Pagination or Media Count : 36


Abstract : This preliminary report compares injury rates between the older T-10D parachute and the newer T-11 parachute. Data were systematically collected on jump operations performed by the 82nd Airborne Division (Fort Bragg, North Carolina) using these parachutes from June 2010 to November 2011. Data on injured jumpers included injury diagnosis, anatomical location, and how the injury occurred.

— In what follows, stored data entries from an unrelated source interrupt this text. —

PR #5324, opened 2024-10-28
Add clouseau_rpc_test

jiahuili430:
## Overview

Add tests for clouseau_rpc.erl.

## Testing recommendations
Enable clouseau, and then run `make eunit`
```bash
./configure --dev --disable-spidermonkey
make
make eunit-search
```

## Checklist

### DIFF
--- a/Makefile
+++ b/Makefile
@@ -157,6 +157,7 @@ escriptize: couch
 check: all
 	@$(MAKE) xref
 	@$(MAKE) eunit
+	@$(MAKE) eunit-search
 	@$(MAKE) mango-test
 	@$(MAKE) elixir
 	@$(MAKE) elixir-search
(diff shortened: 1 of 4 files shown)


rnewson:
I realise this is draft but I have a concern. A lot of this test appears to be asserting the internals of the implementation, rather than testing that it works functionally. The cut-and-paste of records from the implementation, etc. Before you spend much more time on this I think it's worth reassessing the purpose of eunit tests.

rnewson:
the peculiar line in the makefile target that uses find to delete a beam file is a concern also. that is a very unusual way to disable a test (and won't work on Windows, though perhaps you intend a variation when you updated Makefile.win). I don't think it's the right way.

jiahuili430:
Trying to use this test to compare the differences between different Clouseau.
If it doesn't work on Windows, I'll drop this PR.
Thank you for the heads up! @rnewson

Operational data from flight manifests and flash reports included the date and time of the jump, type of parachute, type of jump (administrative/non-tactical (Hollywood) or combat load), unit involved, drop zone, entanglements, Soldiers' rank, jump order (order in which the Soldiers exited the aircraft), door side (right, left, tailgate), and aircraft type. Temperature, humidity, and wind speed were obtained using a Kestrel Model 4500 pocket weather tracker. There were a total of 63,487 jumps resulting in 678 injured Soldiers for a crude injury incidence of 10.7/1,000 jumps. There were 59,370 jumps (94%) with the T-10 and 4,117 jumps (6%) with the T-11. Most injuries (85%) with a known injury mechanism were associated with ground impact. In univariate analysis, risk of injury with the T-10 was 11.1/1,000 jumps, and that with the T-11 was 5.3/1,000 jumps (risk ratio (T-10/T-11)=2.08, 95% confidence interval=1.35-3.13, p0.01). Other factors that independently increased injury risk included night jumps, combat loads, higher wind speeds, higher temperatures, and entanglements. After controlling for these factors in a multivariate analysis, injury risk was still higher for the T-10 parachute when compared to the T-11 (odds ratio (T-10/T-11)=1.64, 95%confidence interval=1.05-2.50, p=0.03). Most of the reduction in T-11 injury risk occurred during night jumps with combat loads, but there were very limited T-11 data under these conditions (941 jumps). There was only one nighttime combat loaded T-11 injury and that injury was a fatality.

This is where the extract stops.